Third, while some differences are natural to make sure studies represent and apply to real people, experts should agree on rules for who can be included and excluded from studies. This will make it easier to compare and combine results across studies. In the past, the wide range of rules for including and excluding people has made it hard to draw conclusions. Differences in study rules fall into many areas, like looking at trauma exposure versus actual PTSD, or recent substance use versus long-term use, or heavy/problematic use versus never or light use. These differences can greatly affect results. For example, how severe the trauma was will likely change how the body's systems react to trauma or substance use, and how substance use affects behavior after that. So, it is not surprising that studies in people have found different results.

Fourth, getting and keeping diverse groups of people in all types of studies on PTSD and substance use problems that happen together is very important. This ensures our research truly represents and applies to the very people most at risk for trauma. In a paper published in July 2022, researchers found that only 20 out of 536 articles reported the racial and ethnic backgrounds of their participants. The authors called for more diversity and openness, which we also support here. We also suggest including ways to measure types of trauma that especially affect diverse groups.

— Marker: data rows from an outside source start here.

PR #98423, opened 2026-08-12
Fix workspace navigation after distance settings deep link

fedirjh:
### Explanation of Change

Opening the distance settings RHP from another tab could construct an incomplete workspace background on narrow screens. The navigation action retained the `WorkspaceSplitNavigator` name but dropped its nested state, where the policy-scoped Workspace Initial and Distance Rates routes live. Closing the RHP could therefore reveal `/workspaces/undefined`.

This change:
- Preserves the nested split state when constructing the matching workspace background beneath an RHP.
- Prevents `WorkspaceInitialPage` from fetching policy data, showing Not Found, or closing the RHP before a route policy ID exists.
- Clears consumed deep-link hints when revealing a newly created workspace so an earlier Distance Rates route cannot be replayed.
- Adds regression tests for missing policy parameters, nested workspace background state, and repeated workspace creation after a distance-settings deep link.

### Fixed Issues

$ https://github.com/Expensify/App/issues/98365
PROPOSAL:

### Tests

1. Use a narrow layout and sign in.
2. Create a workspace and enable a fixed commuter exclusion.
3. Create a distance expense in that workspace.
4. Open the expense and select the workspace distance settings link.
5. Verify Distance Rates Settings opens for the expense workspace.
6. Press Back and verify Distance Rates opens for the same workspace.
7. Press Back and verify the workspace page opens for the same workspace; confirm the URL never contains `/workspaces/undefined`.
8. Press Back and verify the Workspaces list opens.
9. Select **New workspace** and confirm creation.
10. Verify the new workspace opens without a crash and the previous workspace's Distance Rates page is not restored.
11. Repeat steps 4–10 and verify the same result on every attempt.

### Offline tests

1. Complete steps 1–5 above while online so the workspace data is available locally.
2. Disable the network connection.
3. Complete steps 6–8.
4. Verify every Back action opens the expected cached workspace screen, the URL never contains `/workspaces/undefined`, and the app does not crash.
5. Re-enable the network connection and complete steps 9–11.

### QA Steps

// TODO: These must be filled out, or the issue title must include "[No QA]".

Same as tests.

### PR Author Checklist

    - [x] Android: Native
    - [x] Android: mWeb Chrome
    - [x] iOS: Native
    - [x] iOS: mWeb Safari
    - [x] MacOS: Chrome / Safari

### Screenshots/Videos

https://github.com/user-attachments/assets/b1586135-25be-48da-ae88-ca41e14ecd66

<details>

</details>

<details>

</details>

<details>

</details>

<details>

</details>

<details>

</details>


src/libs/Navigation/AppNavigator/createRootStackNavigator/GetStateForActionHandlers.ts
```diff
@@ -449,7 +449,8 @@ function handleReplaceFullscreenUnderRHP(
         }
         const staleTabState = existingTabState ? markFocusedTabRouteForRemount(updatedTabState, existingTabState) : updatedTabState;
 
-        const updatedTabRoute = {...existingTabRoute, state: staleTabState} as StackNavigationState<ParamListBase>['routes'][number];
+        // Drop consumed deep-link hints before remounting, or React Navigation can replay the old target over the new state.
+        const updatedTabRoute = {...withSanitizedDeepLinkParams(existingTabRoute, undefined), state: staleTabState} as StackNavigationState<ParamListBase>['routes'][number];
```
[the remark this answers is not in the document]
fedirjh: Good catch. The state-only hint comes from the separate nested-push flow, while this PR addresses stale `params.screen` hints from the reported distance-settings flow. Expanding the shared sanitizer would increase this regression fix’s blast radius, so I propose handling the state-only form in a focused follow-up with dedicated coverage.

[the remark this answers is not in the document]
fedirjh: cc @sumo-slonik

src/libs/Navigation/helpers/linkTo/index.ts
```diff
@@ -134,7 +134,19 @@ function shouldChangeToMatchingFullScreen(
     return newFocusedRoute?.name === SCREENS.SETTINGS.SUBSCRIPTION.ADD_PAYMENT_CARD && lastActiveScreen !== SCREENS.SETTINGS.SUBSCRIPTION.ROOT;
 }
 
-export {isSwitchingTabsWithinTabNavigator, getActiveScreenInRoute, shouldChangeToMatchingFullScreen, isNavigatingToReportActionWithinSameReport};
+function getMatchingFullScreenRouteParams(matchingFullScreenRoute: NavigationPartialRoute) {
```
marufsharifi: **Annotate the union return type.**

This helper returns two structurally different shapes — a bare params object (`return matchingFullScreenRoute.params`) or a `{screen, params}` hint object — but the return type is left to inference, so a caller can't tell from the signature that a `screen`-shaped hint may come back.

```ts
function getMatchingFullScreenRouteParams(
    matchingFullScreenRoute: NavigationPartialRoute,
): NavigationPartialRoute['params'] | {screen: string; params: NavigationPartialRoute['params'] | undefined} {
```

The ambiguity between "raw params" and "nested `{screen, params, state}` hint" is exactly what caused the bug being fixed here. An explicit type makes the two contracts visible at every call site and guards against a future edit dropping `state` again.

tests/navigation/linkToHelpersTests.ts
```diff
@@ -114,6 +120,30 @@ describe('getActiveScreenInRoute', () => {
     });
 });
 
+describe('getMatchingFullScreenRouteParams', () => {
```
marufsharifi, line 123: **Cover the two untested branches of `getMatchingFullScreenRouteParams`.**

The new `describe` only exercises the `lastRoute` + nested `state` path. The other two branches — which decide what gets passed to the navigator — are unverified:

1. `!lastRoute` → returns `matchingFullScreenRoute.params`
2. `lastRoute` present but **no** `state` → returns bare `lastRoute.params` (not `{...params, state}`)

```ts
it('returns the route params when there is no nested state', () => {
    const route: NavigationPartialRoute = {name: NAVIGATORS.WORKSPACE_NAVIGATOR, params: {policyID: '1'}};
    expect(getMatchingFullScreenRouteParams(route)).toEqual({policyID: '1'});
});

it('omits state when the last route has none', () => {
    const route: NavigationPartialRoute = {
        name: NAVIGATORS.WORKSPACE_NAVIGATOR,
        state: {index: 0, routes: [{name: SCREENS.WORKSPACE.INITIAL, params: {policyID: '1'}}]},
    };
    expect(getMatchingFullScreenRouteParams(route)).toEqual({screen: SCREENS.WORKSPACE.INITIAL, params: {policyID: '1'}});
});
```

Branch (2) is where the old regression lived — a test pins the "don't wrap params in a `state` key when there's no nested state" contract so it can't silently break.

src/libs/Navigation/helpers/swapBackgroundTabForRHPTarget.ts
```diff
@@ -95,12 +95,11 @@ function swapBackgroundTabForRHPTarget(currentState: NavigationState | undefined
         navigationRef.dispatch(additionalAction);
     } else {
         // Plain tab switch within the existing TAB_NAVIGATOR.
-        const lastRouteInMatchingFullScreen = matchingFullScreenRoute.state?.routes?.at(-1);
         const additionalAction: StackNavigationAction = {
             type: CONST.NAVIGATION.ACTION_TYPE.NAVIGATE,
             payload: {
                 name: matchingFullScreenRoute.name,
-                params: lastRouteInMatchingFullScreen ? {screen: lastRouteInMatchingFullScreen.name, params: lastRouteInMatchingFullScreen.params} : matchingFullScreenRoute.params,
+                params: getMatchingFullScreenRouteParams(matchingFullScreenRoute),
```
marufsharifi, line 102: **This path now carries the fix but has no dedicated test.**

`swapBackgroundTabForRHPTarget` was switched to the shared `getMatchingFullScreenRouteParams`, so it now also preserves nested split `state` — the same behavior this PR is fixing. But unlike the `linkTo` and `handleReplaceFullscreenUnderRHP` paths, there's no unit test asserting this navigator produces a payload with the nested state intact.

Both cross-tab entry points feed the RHP background reconstruction; if only one is tested, a future refactor could regress `/workspaces/undefined` through this branch while all existing tests stay green. A small test mirroring the `getMatchingFullScreenRouteParams` case, asserting the dispatched `payload.params` retains `state`, would close the gap.

src/pages/workspace/WorkspaceInitialPage.tsx
```diff
@@ -232,17 +234,18 @@ function WorkspaceInitialPage({policyDraft, policy: policyProp, route}: Workspac
...
     // so checkIfShouldShowPolicy returns false. Suppress NotFound during this loading window.
-    const computedShouldShowNotFoundPage = isWorkspacesTabFocused && !shouldShowPolicy && !policy?.isLoading && (!isPendingDelete || prevIsPendingDelete);
+    const computedShouldShowNotFoundPage = !!routePolicyID && isWorkspacesTabFocused && !shouldShowPolicy && !policy?.isLoading && (!isPendingDelete || prevIsPendingDelete);
     // Latch to true: once the not-found state is detected, keep showing it so the normal
     // workspace content doesn't flash during the exit animation when navigation state
     // changes (e.g., isWorkspacesTabFocused becomes false after StackActions.pop()).
     const prevShouldShowNotFoundPage = usePrevious(computedShouldShowNotFoundPage);
-    const shouldShowNotFoundPage = computedShouldShowNotFoundPage || !!prevShouldShowNotFoundPage;
+    const prevRoutePolicyID = usePrevious(routePolicyID);
+    const shouldShowNotFoundPage = computedShouldShowNotFoundPage || (prevRoutePolicyID === routePolicyID && !!prevShouldShowNotFoundPage);
```
marufsharifi: **Latch reset across `policyID` is the right fix — please add a test for it.**

```ts
const shouldShowNotFoundPage = computedShouldShowNotFoundPage || (prevRoutePolicyID === routePolicyID && !!prevShouldShowNotFoundPage);
```

Gating the latch on `prevRoutePolicyID === routePolicyID` is exactly what prevents a previous policy's Not-Found state from leaking onto a newly created workspace (the repeated-creation scenario). But this behavior — "the latch does **not** persist when `routePolicyID` changes" — isn't asserted anywhere, and it's the subtle part most likely to regress. See my comment on `WorkspaceInitialPageTest.tsx`.

src/libs/Navigation/helpers/linkTo/index.ts
```diff
@@ -134,7 +134,21 @@ function shouldChangeToMatchingFullScreen(
...
+    matchingFullScreenRoute: NavigationPartialRoute,
+): NavigationPartialRoute['params'] | {screen: string; params: NavigationPartialRoute['params'] | undefined} {
+    const lastRoute = matchingFullScreenRoute.state?.routes?.at(-1);
+    if (!lastRoute) {
+        return matchingFullScreenRoute.params;
+    }
+
+    return {
+        screen: lastRoute.name,
+        params: lastRoute.state ? {...lastRoute.params, state: lastRoute.state} : lastRoute.params,
```
marufsharifi, line 151: **This now preserves nested `state` for *all* matching-fullscreen navigators, not just Workspace.**

`getMatchingFullScreenRouteParams` runs for every matching-fullscreen tab switch, so Reports / Settings / Search split navigators are also affected. Before this PR their split was **reset** to its initial route on tab switch; now the full nested stack is **restored**. That's very likely the more-correct behavior and aligns this branch with the `state`-preserving branch just above (~L249), but the added tests only cover `WORKSPACE_SPLIT_NAVIGATOR`.

- Could you confirm a non-workspace matching-fullscreen RHP open (e.g. Reports/Settings) still lands on the expected background screen and doesn't jump to an unexpected deep sub-screen?
- If it checks out, consider a one-line test for a non-workspace navigator to lock the generalization in.

garrettmknight (dismissed):

src/libs/Navigation/helpers/linkTo/index.ts
fedirjh: Confirmed — added a regression test verifying the Subscription page remains behind the payment-card RHP when opened from Reports.

src/libs/Navigation/AppNavigator/createRootStackNavigator/GetStateForActionHandlers.ts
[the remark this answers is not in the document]
sumo-slonik: I'm starting the review now. I'll let you know this afternoon what I think.

src/libs/Navigation/helpers/linkTo/index.ts
```diff
@@ -134,7 +134,21 @@ function shouldChangeToMatchingFullScreen(
     return newFocusedRoute?.name === SCREENS.SETTINGS.SUBSCRIPTION.ADD_PAYMENT_CARD && lastActiveScreen !== SCREENS.SETTINGS.SUBSCRIPTION.ROOT;
 }
 
-export {isSwitchingTabsWithinTabNavigator, getActiveScreenInRoute, shouldChangeToMatchingFullScreen, isNavigatingToReportActionWithinSameReport};
+function getMatchingFullScreenRouteParams(
```
marufsharifi, line 141: The `state`-nested-into-`params` branch on L147 is the actual fix here — it's the one behavioral difference from the old inline code, which dropped `lastRoute.state` and left `WorkspaceSplitNavigator` stateless (→ `/workspaces/undefined`, #98365). Because that's non-obvious and easy to "simplify" back into the buggy form, it deserves a `why` comment (also required by the PR checklist):

```suggestion
/**
 * Builds the `params` for a tab-switch NAVIGATE that reveals a matching full-screen background.
 * When the matched split carries nested state (e.g. WorkspaceSplitNavigator: [Initial, DistanceRates]),
 * forward it under `params.state` — RN's deep-link hint shape — otherwise the split is rebuilt
 * stateless and closing the RHP lands on `/workspaces/undefined` (#98365).
 */
function getMatchingFullScreenRouteParams(
```

marufsharifi (commented):
Looks good, but just one minor suggestion

src/libs/Navigation/AppNavigator/createRootStackNavigator/GetStateForActionHandlers.ts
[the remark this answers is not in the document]
sumo-slonik: I'm wondering if it would be better to fix this properly right away in this spot. As it stands, we're introducing a case here that this code is specifically trying to prevent.

That said, if the fix PR is going to be a direct follow-up, I'm okay with keeping it separate, as long as that PR contains the complete fix for the underlying mechanism and appropriate test coverage.

What do you think, @WojtekBoman?

src/libs/Navigation/helpers/linkTo/index.ts
sumo-slonik, line 151: Could you please check whether this change affects the behavior of swipe-back gestures and the back button? Overwriting the navigation state like this could potentially impact the navigation history.

sumo-slonik: I'm particularly curious about the case where we arrive here from a flow that doesn't have the Workspace Initial Page in its navigation history.

For example:

1. Go to Inbox
2. Open any chat
3. Open Chat Details (RHP)
4. Use "Go to Workspace"

From there, could you check the behavior of both the back button and the swipe-back gesture? We should end up back in the Inbox, following the path we took to get there, rather than being taken to the Workspace Initial Page.

src/libs/Navigation/AppNavigator/createRootStackNavigator/GetStateForActionHandlers.ts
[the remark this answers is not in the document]
WojtekBoman: Hey 👋 I went through the PR and noticed 2 things :)

- I agree with @sumo-slonik, I think it's worth folding this one in here. `getRehydratedTabNavigatorStateAfterPush()` writes `params.state` onto the very same `TAB_NAVIGATOR` route this call sanitizes, and `getStateFromParams` returns `params.state` before it even looks at `params.screen`, so both encodings replay through the same code path. That means a follow-up PR would end up touching this exact line again, and until then the fix only covers one of the two ways the same stale state reaches us, which makes it easy to read the sanitizer as complete when it isn't.

  It's a one-line predicate rather than a new mechanism. It just has to match RN's state shape instead of the presence of a `state` key, because `SETTINGS.PROFILE.DYNAMIC_ADDRESS_STATE` has a legitimate `state?: string` param:

  ```ts
  const isLongFormDeepLinkHint = (params: unknown): boolean => isRecord(params) && isRecord(params.state) && Array.isArray(params.state.routes);

  const hintParams = isRecord(route.params) && (typeof route.params.screen === 'string' || isLongFormDeepLinkHint(route.params)) ? route.params : undefined;
  ```

  Everything downstream already handles it, since `STALE_DEEP_LINK_PARAM_KEYS` contains `state` already. The first-visit branches in `linkTo` and `swapBackgroundTabForRHPTarget` should keep the long form though, a never-visited tab needs the full nested state.

- `WorkspaceInitialPage` could be a smaller change. A `WORKSPACE.INITIAL` route with no `policyID` means the navigation state is corrupt, so Not Found is the right answer. Only the `!routePolicyID` guard in `fetchPolicyData` is load-bearing for the crash, and with it main's existing expression already renders Not Found on its own.

marufsharifi:
@fedirjh, Gentle bump. thanks.

marufsharifi:
@fedirjh, could you please merge the main. thanks.

src/libs/Navigation/AppNavigator/createRootStackNavigator/GetStateForActionHandlers.ts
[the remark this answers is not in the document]
fedirjh: Updated the shared sanitizer to recognize the long-form hint only when `params.state` contains a `routes` array. This clears the stale nested state while preserving legitimate scalar `state` params. I added helper and handler regression coverage and reduced `WorkspaceInitialPage` to the missing-route fetch guard.

src/libs/Navigation/helpers/linkTo/index.ts
fedirjh: Done.

src/libs/Navigation/helpers/linkTo/index.ts
fedirjh: Added integration coverage for navigating from Reports with an open RHP to a workspace and back. It verifies that the Reports split is restored with Inbox as its base and the original report route still on top, rather than replacing that history with Workspace Initial.

Gonals:
There are a few lint errors

marufsharifi:
@fedirjh, could you please fix the lint failure and merge the main. thanks.

fedirjh:
@marufsharifi Fixed and ready.

marufsharifi (approved):
LGTM

marufsharifi:
@Gonals, could you please take a look here when you get a chance. thanks.

Gonals (approved):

Finally, the important role of development must be strongly considered when planning future research in this area. While studies have found brain differences linked to trauma and substance use in adults, much less is known about how trauma and substance use together affect the developing brain during teenage years. Studies reviewed in this paper give a strong basis for valuable information about the unique effects and shared causes of PTSD and substance use problems that happen together, and key things to study next. Our hope is that research from these ideas and beyond offers a promising way to improve public health. This would ultimately stop mental illnesses, including PTSD and substance use problems, from starting after people experience upsetting events and hardship.

Finally, big challenges remain in getting young people with both problems into treatment and keeping them there. In the end, as we learn more about the shared risks and common biological causes, these findings will be key to creating better ways to prevent and treat trauma and stress disorders and substance use problems that happen together. Learning about the brain causes of these often-paired problems might find new drug targets. Also, studies that link science to real-world problems can find good things that protect people, and bad things that put them at risk. These can then be improved or lessened by therapy. Spreading and putting research into practice is vital, as young people with both trauma and stress disorders and substance use problems are among the least treated patients. This is because it is hard to manage both problems at once. However, as some studies have shown, it is possible to get better results through combined treatment. So, more research is needed to make sure young people with both PTSD and substance use problems can get helpful, evidence-based treatment for these issues. Such progress would be very valuable for treating PTSD and substance use problems that happen together and would ultimately lower the public health burden caused by these issues.